MCP-2 and MCP-3 are classified in a subfamily of proinflammatory proteins and are functionally related to MCP-1 because they specifically attract monocytes, but not neutrophils. Van Damme, J., et al., J. Exp. Med 176:59-65 (1992). MCP-3 shows 71% and 58% amino acid homology to MCP-1 and MCP-2 respectively. MCP-3 is an inflammatory cytokine that regulates macrophage functions.

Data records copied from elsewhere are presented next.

PR #1062, opened 2023-05-05
feat(`no-undefined-types`): checking inline tags

kraenhansen:
While it doesn't add a new / separate rule like https://github.com/gajus/eslint-plugin-jsdoc/pull/1058 aims to, this does solve the underlying need communicated in https://github.com/gajus/eslint-plugin-jsdoc/issues/858 by updating the `no-undefined-types` rule to incorporate the [recently added feature from jsdoccomment](https://github.com/es-joy/jsdoccomment/pull/12) of parsing inline tags. Since it already marks types from other tags as used, this seem like a valuable addition until this is refactored into a separate rule or setting on `no-undefined-types`.

### DIFF
--- a/src/getDefaultTagStructureForMode.js
+++ b/src/getDefaultTagStructureForMode.js
@@ -470,11 +470,6 @@ const getDefaultTagStructureForMode = (mode) => {
         [
           'typeOrNameRequired', true,
         ],
-
-        // "type"
-        [
-          'typeAllowed', true,
-        ],
       ]),
     ],
 
@@ -490,11 +485,6 @@ const getDefaultTagStructureForMode = (mode) => {
         [
           'typeOrNameRequired', true,
         ],
-
-        // "type"
-        [
-          'typeAllowed', true,
-        ],
       ]),
     ],
 
@@ -509,11 +499,6 @@ const getDefaultTagStructureForMode = (mode) => {
         // "namepath"
         [
           'typeOrNameRequired', true,
-        ],
-
-        // "type"
-        [
-          'typeAllowed', true,
         ],
       ]),
     ],
--- a/src/getDefaultTagStructureForMode.js
+++ b/src/getDefaultTagStructureForMode.js
@@ -11,7 +11,7 @@ const getDefaultTagStructureForMode = (mode) => {
   const isJsdocTypescriptOrPermissive = isJsdocOrTypescript || isPermissive;
 
   // Properties:
-  // `nameContents` - 'namepath-referencing'|'namepath-defining'|'namepath-or-url-referencing'|'text'|false
+  // `namepathRole` - 'namepath-referencing'|'namepath-defining'|'namepath-or-url-referencing'|'text'|false
   // `typeAllowed` - boolean
   // `nameRequired` - boolean
   // `typeRequired` - boolean
@@ -23,7 +23,7 @@ const getDefaultTagStructureForMode = (mode) => {
   //  `property`/`prop` (no signature)
   //  `modifies` (undocumented)
 
-  // None of the `nameContents: 'namepath-defining'` show as having curly
+  // None of the `namepathRole: 'namepath-defining'` show as having curly
   //  brackets for their name/namepath
 
   // Among `namepath-defining` and `namepath-referencing`, these do not seem
@@ -43,7 +43,7 @@ const getDefaultTagStructureForMode = (mode) => {
       'alias', new Map([
         // Signature seems to require a "namepath" (and no counter-examples)
         [
-          'nameContents', 'namepath-referencing',
+          'namepathRole', 'namepath-referencing',
         ],
 
         // "namepath"
@@ -56,7 +56,7 @@ const getDefaultTagStructureForMode = (mode) => {
     [
       'arg', new Map([
         [
-          'nameContents', 'namepath-defining',
+          'namepathRole', 'namepath-defining',
         ],
 
         // See `param`
@@ -75,7 +75,7 @@ const getDefaultTagStructureForMode = (mode) => {
     [
       'argument', new Map([
         [
-          'nameContents', 'namepath-defining',
+          'namepathRole', 'namepath-defining',
         ],
 
         // See `param`
@@ -95,7 +95,7 @@ const getDefaultTagStructureForMode = (mode) => {
       'augments', new Map([
         // Signature seems to require a "namepath" (and no counter-examples)
         [
-          'nameContents', 'namepath-referencing',
+          'namepathRole', 'namepath-referencing',
         ],
 
         // Does not show curly brackets in either the signature or examples
@@ -115,7 +115,7 @@ const getDefaultTagStructureForMode = (mode) => {
         // `borrows` has a different format, however, so needs special parsing;
         //   seems to require both, and as "namepath"'s
         [
-          'nameContents', 'namepath-referencing',
+          'namepathRole', 'namepath-referencing',
         ],
 
         // "namepath"
@@ -131,7 +131,7 @@ const getDefaultTagStructureForMode = (mode) => {
         //   counter-examples); TypeScript does not enforce but seems
         //   problematic as not attached so presumably not useable without it
         [
-          'nameContents', 'namepath-defining',
+          'namepathRole', 'namepath-defining',
         ],
 
         // "namepath"
@@ -145,7 +145,7 @@ const getDefaultTagStructureForMode = (mode) => {
       'class', new Map([
         // Allows for "name"'s in signature, but indicated as optional
         [
-          'nameContents', 'namepath-defining',
+          'namepathRole', 'namepath-defining',
         ],
 
         // Not in use, but should be this value if using to power `empty-tags`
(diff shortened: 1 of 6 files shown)


src/rules/noUndefinedTypes.js
```diff
@@ -191,10 +191,12 @@ export default iterateJsdoc(({
   });
 
   for (const tag of jsdocTagsWithPossibleType) {
+    const possibleType = tag.type || tag.namepathOrURL;
```
kraenhansen, line 194: I don't know if this is considered misuse of the `typeAllowed` "tag struct". Alternatively I could change the `tagMightHaveTypePosition` to a `tagMightHaveEitherTypeOrNamePosition` in the filter on line 190 and mark the `link` as such.

kraenhansen: Never mind. I tried and it failed two tests that I updated to include this case too.

test/rules/assertions/noUndefinedTypes.js
```diff
@@ -388,6 +388,10 @@ export default {
        */
       `,
       errors: [
+        {
+          line: 3,
+          message: 'The type \'SomeType\' is undefined.',
+        },
```
kraenhansen, line 394: This error got introduced when I started to test for name as well.

src/getDefaultTagStructureForMode.js
```diff
@@ -461,6 +459,50 @@ const getDefaultTagStructureForMode = (mode) => {
...
+      'link', new Map([
+        // Signature seems to require a namepath OR URL and might be checked as such.
+        [
+          'nameContents', 'namepath-referencing',
+        ],
+
+        // "namepath"
+        [
+          'typeOrNameRequired', true,
+        ],
```
brettz9, line 472: I know my comment stated `typeOrNameRequired `, but if we're treating the namepath/URL as a name, wouldn't this make more sense as `nameRequired`?

src/iterateJsdoc.js
```diff
@@ -870,7 +871,7 @@ const getUtils = (
   };
 
   utils.filterTags = (filter) => {
-    return jsdocUtils.filterTags(jsdoc.tags, filter);
+    return jsdocUtils.filterTags(jsdocUtils.getAllTags(jsdoc), filter);
```
brettz9, line 874: The `filterTags` utility is used by a number of other rules. Have you confirmed that it can work in those other contexts? I think we probably need to revisit the rules on a case-by-case basis, also ensuring they are polymorphic enough in structure and fixing rules to be viable for retrieval without further code modifications.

The transplantation of hemolymphopoietic stem cells has been proposed in the treatment of cancer and hematological disorders. Many studies demonstrate that transplantation of hematopoietic stem cells harvested from the peripheral blood has advantages over the transplantation of marrow-derived stem cells. Due to the low number of circulating stem cells, there is a need for induction of pluripotent marrow stem cell mobilization into the peripheral blood. Reducing the amount of blood to be processed to obtain an adequate amount of stem cells would increase the use of autotransplantation procedures and eliminate the risk of graph versus host reaction connected with allotransplantation. Presently, blood mobilization of marrow CD34.sup.+ stem cells is obtained by the injection of a combination of agents, including antiblastic drugs and G-CSF or GM-CSF. Drugs which are capable of stem cell mobilization include IL-1, IL-7, IL-8, and NIP-1a. Both IL-1 and IL-8 demonstrate proinflammatory activity that may be dangerous for good engrafting. IL-7 must be administered at high doses over a long duration and MIP-1a is not very active as a single agent and shows best activity when in combination with G-CSF.